'''

PR #215, opened 2018-01-11
Implement SendRequest::ready.

carllerche:
This provides a functional future API for waiting for SendRequest
readiness. This follows the pattern found in [tower].

[tower]: https://github.com/tower-rs/tower/blob/master/src/lib.rs#L242


carllerche:
I'm adding this now for #212 to help write correct examples a bit more succinctly.

PR #216, opened 2018-01-11
Start writing docs for shared types

carllerche:


src/share.rs
```diff
@@ -8,13 +8,91 @@ use http::{HeaderMap};
...
 
-/// Receive the body stream and trailers from the peer.
+/// Receives the body stream and trailers from the remote peer.
+///
+/// A `RecvStream` is provided by [`client::ResponseFuture`] and
+/// [`server::Connection`] with the received HTTP/2.0 message head (the response
+/// and request head respectively).
+///
+/// It is used to receive the streaming message body from the remote peer,
+/// receive any trailers, as well as to manage inbound flow control.
```
hawkw: Consider "It is used to receive the streaming message body from the remote peer, _and to_ receive any trailers", or "It is used to receive the streaming message body and any trailers from the remote peer"

hawkw: Also, TIOLI, but  maybe "It is used" -> "A`RecvStream` is used"?

src/share.rs
```diff
@@ -8,13 +8,91 @@ use http::{HeaderMap};
...
+/// **NOTE**: There is no bound on the amount of data that the library will
+/// buffer. If you are sending large amounts of data, you really should hook
+/// into the flow control lifecycle. Otherwise, you risk using up significant
+/// amounts of memory.
+///
+/// To hook into the flow control lifecycle, the caller signals to the library
+/// that it intends to send data by calling [`reserve_capacity`], specifying the
+/// amount of data, in octets, that the caller intends to send. After this,
+/// `poll_capacity` is used to be notified when the requested capacity is
+/// assigned to the stream. Once `poll_capacity` returns `Ready` with the number
```
hawkw: Maybe link`poll_capacity`?

src/error.rs
```diff
@@ -5,7 +5,16 @@ use std::{error, fmt, io};
 
 pub use frame::Reason;
 
-/// The error type for HTTP/2 operations
+/// Represents HTTP/2.0 operation errors.
+///
+/// `Error` covers error cases raised by protocol errors caused by the
+/// peer, I/O (transport) errors, and errors caused by the user of the library.
```
hawkw: TIOLI, but maybe "protocol errors caused by the peer", "I/O (transport) errors", and "errors caused by the user of the library" should mention and/or link to the types that represent those individual error cases?

src/frame/reason.rs
```diff
@@ -1,11 +1,21 @@
...
+/// HTTP/2.0 error codes.
+///
+/// Error codes are used in `RST_STREAM` and `GOAWAY` frames to convey the
+/// reasons for the stream or connection error. For example,
+/// [`SendStream::send_reset`] takes a `Reason` argument. Also, the `Error` type
+/// may contain a `Reason`.
+///
+/// Error codes share a common code space. Some error codes apply only to either
+/// streams or the entire connection and have no defined semantics in the other
+/// context.
```
olix0r: I get what you're trying to say but this sentence is a little confusing.

Maybe clearer:

> Error codes share a common code space. Some error codes apply only to streams, others apply only to connections, and others may apply to either.  See [RFC 7540] for more information.

src/error.rs
carllerche: All of these cases are not differentiated at the user API level. The error cause is pretty opaque as of now.

src/share.rs
```diff
@@ -8,13 +8,91 @@ use http::{HeaderMap};
...
+/// [`SendResponse`]: server/struct.SendResponse.html
+/// [specification]: http://httpwg.org/specs/rfc7540.html#FlowControl
+/// [`reserve_capacity`]: #method.reserve_capacity
 #[derive(Debug)]
 pub struct SendStream<B: IntoBuf> {
     inner: proto::StreamRef<B::Buf>,
 }
 
-/// Receive the body stream and trailers from the peer.
+/// Receives the body stream and trailers from the remote peer.
```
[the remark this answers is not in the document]
carllerche: Added the note

src/share.rs
```diff
@@ -8,13 +8,91 @@ use http::{HeaderMap};
...
+/// further data can be sent on any stream for that connection.
+///
+/// When the remote peer is ready to receive more data, it sends `WINDOW_UPDATE`
+/// frames. These frames increment the windows. See the [specification] for more
+/// details on the principles of HTTP/2.0 flow control.
+///
+/// The implications for sending data are that the caller **should** ensure that
+/// both the stream and the connection has available window capacity before
+/// loading the data to send into memory. The `SendStream` instance provides the
+/// necessary APIs to perform this logic. This, however, is not an oblication.
```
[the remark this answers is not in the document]
carllerche: The APIs are discussed in the following paragraphs. I can still link them if you think it is helpful.

src/share.rs
carllerche: Applied.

'''

> [GOAL OF THE EXERCISE]:
A word-for-word transcription of the listing above is what the answer should contain.

> [TASK RESPONSE]:
PR #215, opened 2018-01-11
Implement SendRequest::ready.

carllerche:
This provides a functional future API for waiting for SendRequest
readiness. This follows the pattern found in [tower].

[tower]: https://github.com/tower-rs/tower/blob/master/src/lib.rs#L242


carllerche:
I'm adding this now for #212 to help write correct examples a bit more succinctly.

PR #216, opened 2018-01-11
Start writing docs for shared types

carllerche:


src/share.rs
```diff
@@ -8,13 +8,91 @@ use http::{HeaderMap};
...
 
-/// Receive the body stream and trailers from the peer.
+/// Receives the body stream and trailers from the remote peer.
+///
+/// A `RecvStream` is provided by [`client::ResponseFuture`] and
+/// [`server::Connection`] with the received HTTP/2.0 message head (the response
+/// and request head respectively).
+///
+/// It is used to receive the streaming message body from the remote peer,
+/// receive any trailers, as well as to manage inbound flow control.
```
hawkw: Consider "It is used to receive the streaming message body from the remote peer, _and to_ receive any trailers", or "It is used to receive the streaming message body and any trailers from the remote peer"

hawkw: Also, TIOLI, but  maybe "It is used" -> "A`RecvStream` is used"?

src/share.rs
```diff
@@ -8,13 +8,91 @@ use http::{HeaderMap};
...
+/// **NOTE**: There is no bound on the amount of data that the library will
+/// buffer. If you are sending large amounts of data, you really should hook
+/// into the flow control lifecycle. Otherwise, you risk using up significant
+/// amounts of memory.
+///
+/// To hook into the flow control lifecycle, the caller signals to the library
+/// that it intends to send data by calling [`reserve_capacity`], specifying the
+/// amount of data, in octets, that the caller intends to send. After this,
+/// `poll_capacity` is used to be notified when the requested capacity is
+/// assigned to the stream. Once `poll_capacity` returns `Ready` with the number
```
hawkw: Maybe link`poll_capacity`?

src/error.rs
```diff
@@ -5,7 +5,16 @@ use std::{error, fmt, io};
 
 pub use frame::Reason;
 
-/// The error type for HTTP/2 operations
+/// Represents HTTP/2.0 operation errors.
+///
+/// `Error` covers error cases raised by protocol errors caused by the
+/// peer, I/O (transport) errors, and errors caused by the user of the library.
```
hawkw: TIOLI, but maybe "protocol errors caused by the peer", "I/O (transport) errors", and "errors caused by the user of the library" should mention and/or link to the types that represent those individual error cases?

src/frame/reason.rs
```diff
@@ -1,11 +1,21 @@
...
+/// HTTP/2.0 error codes.
+///
+/// Error codes are used in `RST_STREAM` and `GOAWAY` frames to convey the
+/// reasons for the stream or connection error. For example,
+/// [`SendStream::send_reset`] takes a `Reason` argument. Also, the `Error` type
+/// may contain a `Reason`.
+///
+/// Error codes share a common code space. Some error codes apply only to either
+/// streams or the entire connection and have no defined semantics in the other
+/// context.
```
olix0r: I get what you're trying to say but this sentence is a little confusing.

Maybe clearer:

> Error codes share a common code space. Some error codes apply only to streams, others apply only to connections, and others may apply to either.  See [RFC 7540] for more information.

src/error.rs
carllerche: All of these cases are not differentiated at the user API level. The error cause is pretty opaque as of now.

src/share.rs
```diff
@@ -8,13 +8,91 @@ use http::{HeaderMap};
...
+/// [`SendResponse`]: server/struct.SendResponse.html
+/// [specification]: http://httpwg.org/specs/rfc7540.html#FlowControl
+/// [`reserve_capacity`]: #method.reserve_capacity
 #[derive(Debug)]
 pub struct SendStream<B: IntoBuf> {
     inner: proto::StreamRef<B::Buf>,
 }
 
-/// Receive the body stream and trailers from the peer.
+/// Receives the body stream and trailers from the remote peer.
```
[the remark this answers is not in the document]
carllerche: Added the note

src/share.rs
```diff
@@ -8,13 +8,91 @@ use http::{HeaderMap};
...
+/// further data can be sent on any stream for that connection.
+///
+/// When the remote peer is ready to receive more data, it sends `WINDOW_UPDATE`
+/// frames. These frames increment the windows. See the [specification] for more
+/// details on the principles of HTTP/2.0 flow control.
+///
+/// The implications for sending data are that the caller **should** ensure that
+/// both the stream and the connection has available window capacity before
+/// loading the data to send into memory. The `SendStream` instance provides the
+/// necessary APIs to perform this logic. This, however, is not an oblication.
```
[the remark this answers is not in the document]
carllerche: The APIs are discussed in the following paragraphs. I can still link them if you think it is helpful.

src/share.rs
carllerche: Applied.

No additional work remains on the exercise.